21 Mar 2024 , 05:48 PM

System non-food loan growth momentum continued at 1.8% MoM and 20% YoY (15% ex. HDFC merger) in Oct’23. MoM growth was mainly driven by MSMEs, Retail, Agri and NBFCs. Large corporate was muted. Analysts of IIFL Securities believe that festive demand in Nov and a seasonally strong Q4 should keep growth momentum healthy. However, recent increase in risk weights for unsecured consumer and NBFC loans should slow down growth in these segments over the coming quarters. Incremental loan yields for SCBs improved 12bps MoM. Interest spreads improved by 15bps for PSU banks vs 2bps decline for private. Analysts of IIFL Securities continue to expect divergent margin outcomes for banks with the expansion for HDFC, IIB, Federal and RBL; higher contraction for ICICI, Kotak and SBI; and lower for Axis and BOB. 

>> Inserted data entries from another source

PR #3921, opened 2023-01-03
Fix ERC20._update

JulissaDantes:
There is a risk with the current implementation of the `_update` function of altering the tokens total supply when sending the zero address as the `from` and `to` parameters. 

If someone does `_update(address(0), address(0), amount)`, this will go into
`if (from == address(0)) { ... }`
that will increase the total supply and mint tokens to address(0), then because of the `else` it will not go into
`else if (to == address(0)) { ... }`
so the total supply amount would remain unbalanced.

#### PR Checklist

- [x] Tests
- [x] Documentation
- [x] Changelog entry

### DIFF
--- a/contracts/token/ERC20/ERC20.sol
+++ b/contracts/token/ERC20/ERC20.sol
@@ -252,7 +252,7 @@ contract ERC20 is Context, IERC20, IERC20Metadata {
 
         if (to == address(0)) {
             unchecked {
-                // Overflow not possible: amount <= totalSupply.
+                // Overflow not possible: amount <= totalSupply or amount <= fromBalance <= totalSupply.
                 _totalSupply -= amount;
             }
         } else {
--- a/contracts/token/ERC20/ERC20.sol
+++ b/contracts/token/ERC20/ERC20.sol
@@ -234,38 +234,33 @@ contract ERC20 is Context, IERC20, IERC20Metadata {
      *
      * Emits a {Transfer} event.
      */
-    function _update(
-        address from,
-        address to,
-        uint256 amount
-    ) internal virtual {
-        if (from == address(0)) {
-            _totalSupply += amount;
-            unchecked {
-                // Overflow not possible: balance + amount is at most totalSupply + amount, which is checked above.
-                _balances[to] += amount;
-            }
-        } else if (to == address(0)) {
-            uint256 fromBalance = _balances[from];
-            require(fromBalance >= amount, "ERC20: burn amount exceeds balance");
-            _totalSupply -= amount;
-            unchecked {
-                // Overflow not possible: amount <= fromBalance <= totalSupply.
-                _balances[from] = fromBalance - amount;
-            }
-        } else {
-            uint256 fromBalance = _balances[from];
-            require(fromBalance >= amount, "ERC20: transfer amount exceeds balance");
-            unchecked {
-                _balances[from] = fromBalance - amount;
-                // Overflow not possible: the sum of all balances is capped by totalSupply, and the sum is preserved by
-                // decrementing then incrementing.
-                _balances[to] += amount;
-            }
+function _update(
+    address from,
+    address to,
+    uint256 amount
+) internal virtual {
+    if (from == address(0)) {
+        _totalSupply += amount;
+    } else {
+        uint256 fromBalance = _balances[from];
+        require(fromBalance >= amount, "ERC20: transfer amount exceeds balance");
+        unchecked {
+            // Overflow not possible: amount <= fromBalance <= totalSupply.
+            _balances[from] = fromBalance - amount;
         }
-
-        emit Transfer(from, to, amount);
     }
+
+    if (to == address(0)) {
+        _totalSupply -= amount;
+    } else {
+        unchecked {
+            // Overflow not possible: balance + amount is at most totalSupply + amount, which is checked above.
+            _balances[to] += amount;
+        }
+    }
+
+    emit Transfer(from, to, amount);
+}
 
     /**
      * @dev Creates `amount` tokens and assigns them to `account`, by transferring it from address(0).
--- a/contracts/token/ERC20/ERC20.sol
+++ b/contracts/token/ERC20/ERC20.sol
@@ -251,7 +251,9 @@ contract ERC20 is Context, IERC20, IERC20Metadata {
         }
 
         if (to == address(0)) {
-            _totalSupply -= amount;
+            unchecked {
+                _totalSupply -= amount;
+            }
         } else {
             unchecked {
                 // Overflow not possible: balance + amount is at most totalSupply, which we know fits into a uint256.
--- a/contracts/token/ERC20/ERC20.sol
+++ b/contracts/token/ERC20/ERC20.sol
@@ -254,7 +254,7 @@ contract ERC20 is Context, IERC20, IERC20Metadata {
             _totalSupply -= amount;
         } else {
             unchecked {
-                // Overflow not possible: balance + amount is at most totalSupply + amount, which is checked above.
+                // Overflow not possible: balance + amount is at most totalSupply, which we know fits into a uint256.
                 _balances[to] += amount;
             }
         }
--- a/contracts/token/ERC20/ERC20.sol
+++ b/contracts/token/ERC20/ERC20.sol
@@ -252,6 +252,7 @@ contract ERC20 is Context, IERC20, IERC20Metadata {
 
         if (to == address(0)) {
             unchecked {
+                // Overflow not possible: amount <= totalSupply.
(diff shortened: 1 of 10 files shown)


contracts/token/ERC20/ERC20.sol
```diff
@@ -241,25 +241,20 @@ contract ERC20 is Context, IERC20, IERC20Metadata {
...
+        if (to == address(0)) {
+            _totalSupply -= amount;
         } else {
-            uint256 fromBalance = _balances[from];
-            require(fromBalance >= amount, "ERC20: transfer amount exceeds balance");
             unchecked {
-                _balances[from] = fromBalance - amount;
-                // Overflow not possible: the sum of all balances is capped by totalSupply, and the sum is preserved by
-                // decrementing then incrementing.
+                // Overflow not possible: balance + amount is at most totalSupply + amount, which is checked above.
```
Amxx, line 257: That comment is wrong, totalSupply+amount is not checked.

A better comment would be balance+amount is at most totalSupply, which we know fits into a uint256

contracts/token/ERC20/ERC20.sol
```diff
@@ -241,25 +241,20 @@ contract ERC20 is Context, IERC20, IERC20Metadata {
...
-            _totalSupply -= amount;
+            require(fromBalance >= amount, "ERC20: transfer amount exceeds balance");
             unchecked {
                 // Overflow not possible: amount <= fromBalance <= totalSupply.
                 _balances[from] = fromBalance - amount;
             }
+        }
+
+        if (to == address(0)) {
+            _totalSupply -= amount;
```
Amxx, line 254: this should be unchecked

Amxx:
ERC20Snapshot should also be updated. Should that be done in a separate PR?

contracts/token/ERC20/ERC20.sol
JulissaDantes: why?

JulissaDantes:
> ERC20Snapshot should also be updated. Should that be done in a separate PR?

It will be done here.

contracts/token/ERC20/ERC20.sol
Amxx: this cannot overflow:
- either the update is from 0 to 0, in which case we are removing what we just added → this is safe
- or we are updating from X to 0 (burn), in which case the amount burned is constrained by the from balance, which we know cannot be bigger than the totalSupply → this is also safe

test/token/ERC20/ERC20.behavior.js
```diff
@@ -178,6 +178,17 @@ function shouldBehaveLikeERC20 (errorPrefix, initialSupply, initialHolder, recip
         );
       });
     });
+
+    describe('when the token owner and the recipient are the zero address', function () {
```
Amxx, line 182: This is checking that the `transferFrom` function is not correctly preventing the 0 address.

We need a test of the internal function (`$_update`) to check that doing from 0 to 0 internally does not revert, emits the right event, and doesn't change the totalsupply

Amxx:
We should merge master into next-5.0. 

This will enable hardhat-exposed, removing the needs for mocks.

contracts/token/ERC20/ERC20.sol
frangio: Yes, in fact this explanation is included above where it says:

```
// Overflow not possible: amount <= fromBalance <= totalSupply.
```

test/token/ERC20/ERC20.test.js
```diff
@@ -287,6 +287,46 @@ contract('ERC20', function (accounts) {
     });
   });
 
+  describe('_update', function () {
+    const amount = initialSupply + 1;
```
frangio, line 291: This seems simpler. I don't see a reason to involve `initialSupply`.

```suggestion
    const amount = 1;
    
```

test/token/ERC20/ERC20.test.js
```diff
@@ -287,6 +287,46 @@ contract('ERC20', function (accounts) {
...
+    it('to is the zero address', async function () {
+      const totalSupply = await this.token.totalSupply();
+      const burnAmount = await this.token.balanceOf(initialHolder);
+      await this.token.update(initialHolder, ZERO_ADDRESS, burnAmount);
+      
+      expect(await this.token.totalSupply()).to.be.bignumber.equal(totalSupply.sub(burnAmount));
+      expect(await this.token.balanceOf(initialHolder)).to.be.bignumber.equal(new BN(0));
+    }); 
+
+    describe('from and to are the zero address', function () {
```
frangio, line 310: It's odd that this is tested differently to the other two cases.

That said, I'm not sure that from and to zero addresses should be a valid function call. It sounds to me like it should revert.

contracts/token/ERC20/ERC20.sol
frangio: Yes, in fact this explanation is included above where it says:

```
// Overflow not possible: amount <= fromBalance <= totalSupply.
```

test/token/ERC20/ERC20.test.js
Amxx: > That said, I'm not sure that from and to zero addresses should be a valid function call. It sounds to me like it should revert.

IMO this is a no-op, and we always said that no-op should no revert. Also the whole point of this PR is to fix the behavior when this is called.

test/token/ERC20/ERC20.test.js
```diff
@@ -287,6 +287,46 @@ contract('ERC20', function (accounts) {
     });
   });
 
+  describe('_update', function () {
+    const amount = 1;
+    
+    it('from is the zero address', async function () {
```
frangio, line 293: Let's add an assertion for the transfer event in this test.

test/token/ERC20/ERC20.test.js
```diff
@@ -287,6 +287,46 @@ contract('ERC20', function (accounts) {
...
+      const totalSupply = await this.token.totalSupply();
+      const newSupply = totalSupply.add(new BN(amount));
+      await this.token.update(ZERO_ADDRESS, recipient, amount);
+
+      expect(await this.token.totalSupply()).to.be.bignumber.equal(newSupply);
+      expect(await this.token.balanceOf(recipient)).to.be.bignumber.equal(amount);
+    });
+
+    it('to is the zero address', async function () {
```
frangio, line 302: Let's add an assertion for the transfer event in this test.

test/token/ERC20/ERC20.test.js
```diff
@@ -287,6 +287,46 @@ contract('ERC20', function (accounts) {
...
+      const totalSupply = await this.token.totalSupply();
+      const burnAmount = await this.token.balanceOf(initialHolder);
+      await this.token.update(initialHolder, ZERO_ADDRESS, burnAmount);
+
+      expect(await this.token.totalSupply()).to.be.bignumber.equal(totalSupply.sub(burnAmount));
+      expect(await this.token.balanceOf(initialHolder)).to.be.bignumber.equal(new BN(0));
+    });
+
+    describe('from and to are the zero address', function () {
```
frangio, line 311: Please convert this `describe` block into an `it` that looks like the other two cases. I can't see a reason why there should be a separate test for the event.

frangio (changes requested):

test/token/ERC20/ERC20.test.js
JulissaDantes: Fixed in last commit.

test/token/ERC20/ERC20.test.js
JulissaDantes: Fixed in last commit.

test/token/ERC20/ERC20.test.js
JulissaDantes: Fixed in last commit.

contracts/token/ERC20/ERC20.sol
frangio: Still need to add unchecked to this line.

frangio:
Really confused by why the linter is still failing. It doesn't show any errors locally.

Amxx:
> Really confused by why the linter is still failing. It doesn't show any errors locally.

same here

frangio:
I was somehow able to fix linting by running the latest version of Prettier with the new configuration.

Amxx:
> I was somehow able to fix linting by running the latest version of Prettier with the new configuration.

is it possible that github action as a cache with the old version ?

frangio:
I tried deleting the caches and it didn't make a difference.

Amxx:
Note that linting of the mocks is irrelevant as they will be deleted when we merge master.

frangio (approved):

Healthy loan growth driven by MSME and Retail: 

System non-food loans grew 1.8% MoM and 20% YoY (15% YoY ex. HDFC merger) in Oct’23. Deposit growth improved, but continues to lag at 13.5% YoY; resulting in loan-to deposit ratio staying put at 79%. Sectoral deployment data showed MoM growth mainly driven by MSMEs, Retail, Agri and NBFCs. Retail loan growth further improved to 33% YoY (21% ex. HDFC), led by unsecured and housing loans. RBI direction on increase in risk weights for unsecured consumer and NBFC loans should slow down growth in these segments, over the coming quarters. Analysts of IIFL Securities expect loan growth to taper down to 13%, but become more broad-based in the medium term. 

Incremental loan yields improve for SCBs: 

WALR on o/s loans was largely flat MoM and QoQ. However, incremental loan yields improved for both PSU and private banks by 4bps /2bps, respectively. MCLR for PSU banks remained flat (5bps rise for few), while some private banks (IDFC, KVB, YES) reported 15-20bps increase. Analysts of IIFL Securities expect residual loan yield increase to be only 10- 15bps, due to back book re-pricing of MCLR and fixed rate book. 

Incremental cost of deposits have peaked, but COF continues to rise on re-pricing: 

WATDR on fresh deposits declined by 1bp for the SCBs. However, it increased by 6bps on o/s basis, owing to the re-pricing of maturing TDs. This resulted in 8bps of spread contraction for private banks vs 3bps for the PSU banks. As discussed in analysts of IIFL Securities initiation report, they expect divergent near-term margin outcomes – expansion for HDFC, IIB, Federal Bank and RBL; higher contraction for ICICI, Kotak and SBI; and lower for Axis and BOB.